By all means let him smell them and tell him to Be Nice, Baby, Mine, Leave it, etc. But do not allow him to sit at the pen and whine at them, he can smell them, but them he needs to move on. Redirect and correct. 

I also have LGD now and they know the word Baby means to be gentle and it is mine, touch it and get corrected. That was an issue with young chickens when they were puppies, now they are 3 1/2 and 2 yrs old and leave those alone too. Time and training. 



I think the Cesar Millan thing is to do that poking thing on their necks when they show interest in the animal. They can be near it but have to be relaxed, or they get poked. Then he rubs the animal on the dog and makes them lay down near it calmly. At least that is what I remember from the one with a dog and a bunny.

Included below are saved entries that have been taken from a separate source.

PR #6887, opened 2026-08-13
MUL-6116: fix(repocache): make git timeouts configurable, recover from corrupted worktree admin metadata

### LINKED ISSUE #6879: repo checkout: CLI HTTP timeout shorter than daemon git timeout; canceled checkout leaves worktree in unrecoverable state
## Summary

The `/repo/checkout` daemon endpoint and the `multica repo checkout` CLI that calls it have two mismatched timeouts, plus a follow-on bug where a timed-out checkout leaves behind a worktree that fails every subsequent retry with an unrelated error until it's manually removed.

## Details

**1. CLI-side HTTP timeout is shorter than the daemon's own git timeout**

- `server/cmd/multica/cmd_repo.go` sets `http.Client{Timeout: 5 * time.Minute}` when POSTing to the daemon's local `/repo/checkout` endpoint.
- `server/internal/daemon/repocache/cache.go` (`repoCacheGitTimeout`) gives the daemon's own git subprocesses (fetch, `git worktree add`, etc.) up to **10 minutes**.

For a large repo (tens of thousands of files), `git worktree add` can legitimately take longer than 5 minutes to materialize the working tree, especially on network-backed storage. When that happens, the CLI's HTTP client hits its own 5-minute deadline and cancels the request *before* the daemon's internal 10-minute timeout would ever fire. The daemon logs show the underlying git process still actively writing files when the request context is canceled — the daemon isn't hung, the caller just gave up first.

Observed daemon-log signatures for the same root repo, ~20 hours apart:

```
# Daemon's own internal timeout firing (git process itself stalled):
error="... git worktree add: ... Updating files: 95% (40331/42421): git command timed out after 10m0s: context deadline exceeded"

# CLI's shorter timeout firing first (git process still progressing normally):
error="... git worktree add: ... Updating files: 54% (23008/42477): context canceled"
```

The CLI surfaces this second case to the end user as:
```
connect to daemon: Post "http://127.0.0.1:<port>/repo/checkout": context deadline exceeded
```
which reads like the daemon itself is unresponsive, when in fact it's the CLI's own client-side deadline.

**2. A canceled checkout leaves a corrupted worktree that poisons all future retries**

When the CLI cancels the request, the daemon does not clean up the partially-created worktree. On the next attempt against the same task workdir, `CreateWorktree` (`repocache/cache.go`) calls `isGitWorktree(worktreePath)`, sees something already there, and takes the "update existing worktree" path (`git reset --hard`) instead of recreating from scratch. Because the bare repo's internal `worktrees/<name>/` admin metadata is incomplete from the canceled operation, this fails immediately with:

```
update existing worktree: git reset --hard: fatal: not a git repository: <bare-repo>/worktrees/<name>: exit status 128
```

This is a much more confusing error than the original timeout, and it reproduces on every retry until someone manually deletes the broken worktree registration (`git worktree remove --force` on the bare repo) — there's no automatic detection/recovery from a corrupted worktree in this path.

## Suggested fixes

1. The CLI's `/repo/checkout` client timeout shouldn't be shorter than the daemon's own internal git timeout — either drop the client-side timeout and let the daemon's timeout be authoritative, or make both configurable from the same source.
2. When `git worktree add`/checkout is canceled or fails, the daemon should clean up (or on next use, detect-and-recreate) the partial worktree rather than leaving state that fails all future retries with an unrelated git error.

## Environment

- Checkout target: a monorepo with ~42,000 tracked files.
- Reproduced 3 times over ~20 hours against the same repo, in the same daemon.

AnkeshThakur:
## What does this PR do?

Fixes two related bugs behind #6879:

1. The CLI's checkout-request timeout was hardcoded to 5 minutes, shorter than the daemon's own internal git timeout (10 minutes). On a large repo this could cancel a legitimately still-running checkout with an opaque `context deadline exceeded`, even though the daemon's git operation would have succeeded given more time.
2. A canceled `git worktree add`/`reset --hard` can leave a linked worktree's `.git` admin metadata structurally incomplete (the `.git` file is present but the admin directory under the bare repo is missing bookkeeping files). Every subsequent retry against that worktree then failed immediately with an opaque `fatal: not a git repository`, and only self-healed once the GC loop's periodic `git worktree prune` ran (default every 2h).

## Related Issue

Closes #6879

## Type of Change

## Changes Made

- `repocache.New` now takes a `gitTimeout time.Duration` parameter (falls back to the existing 10m default `repocache.DefaultGitTimeout` when <= 0), configurable in the daemon via a new `MULTICA_REPO_GIT_TIMEOUT` env var / `Config.RepoGitTimeout` field.
- The CLI's checkout wait budget is now configurable via `MULTICA_REPO_CHECKOUT_TIMEOUT` (Go duration string or plain integer seconds) and its default is raised from 5m to 15m, comfortably above the daemon's default git timeout.
- `CreateWorktreeContext` now checks whether an existing worktree's admin metadata is structurally intact (`HEAD`, `commondir`, `gitdir` present under the resolved admin dir) before reusing it. If not, it removes the corrupted worktree and prunes the bare repo's stale registration, then falls through to a fresh create — instead of failing every retry until the next GC pass.
- Added unit tests: `TestGitWorktreeAdminIntact`, `TestCreateWorktreeRecoversFromCorruptedAdminMetadata`, `TestRepoCheckoutTimeout`.

## How to Test

```
cd server
go build ./... && go vet ./...
go test ./internal/daemon/repocache/... ./cmd/multica/... ./internal/daemon/...
```

Manual repro: set `MULTICA_REPO_GIT_TIMEOUT=5s` and `MULTICA_REPO_CHECKOUT_TIMEOUT=2s` on a slow/large checkout to confirm a clean timeout instead of a hang, then retry the same checkout and confirm it succeeds rather than repeating `fatal: not a git repository`.

## Checklist

- [x] My changes follow the existing code style and conventions

## AI Disclosure

This PR was developed with Claude Code (Claude Sonnet 5). I asked it to investigate the root cause behind #6879 (a repo-checkout timeout failure) and implement the fix suggested in that issue — making the mismatched timeouts configurable, and additionally fixing the corrupted-worktree-retry failure that was compounding the original symptom. All code and tests were reviewed by me before submission.


AnkeshThakur:
This branch had fallen behind `main` — 49 new commits landed upstream since this PR opened, including additions to the `Config` struct in `config.go` in the same region as this PR's new `RepoGitTimeout` field.

Merged `main` in and resolved the conflict; it was purely additive on both sides (no semantic overlap), so resolution was a straightforward combine + gofmt realignment. Verified post-merge with `go build ./...`, `go vet ./...`, and `go test -race ./internal/daemon/... ./cmd/multica/...` — all pass.

PR is now `MERGEABLE` / `CLEAN`.

AnkeshThakur:
Update: `main` advanced again (78 more commits) after the prior merge, causing a second conflict — this time a single-line import ordering conflict in `config.go` (this branch's `repocache` import vs. a new `execenv` import from `main`, purely additive, both genuinely used). Merged and resolved; verified with `go build ./...`, `go vet ./...`, and `go test -race ./internal/daemon/... ./cmd/multica/...` — all pass.

PR is `MERGEABLE` / `CLEAN` again, all CI checks green.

ETA: I just read what you wrote andabigmac, lol my LGD have been "pecked" by dead chickens in the face. It worked for me  I also did put a dead chicken on the ground and had a stick, if they even looked at it they got smacked on the butt if I was close enough, if not I smacked the stick on the ground and yelled leave it!!


----------



## KrisD (May 26, 2011)

I have 3 dogs and they are fine with goats as all my dogs have been. When the new kids hit the ground I take my dogs out one at a time on a leash to introduce them. If the dig gets even remotely excited I pop the leash and say "leave it!" very sternly. After a few days of meeting the new kids I let them out off lead with me there. After a week they don't care at all. My biggest problem is my doe HATES dogs and will attack my dogs, my dogs are not allowed to fight back and they know it. So usually I am after the doe. For my dogs it is mostly curiosity they have no desire to hurt them. BUT it depends a lot on breed of dog some have a much higher prey drive then others and some are more stubborn then others.


----------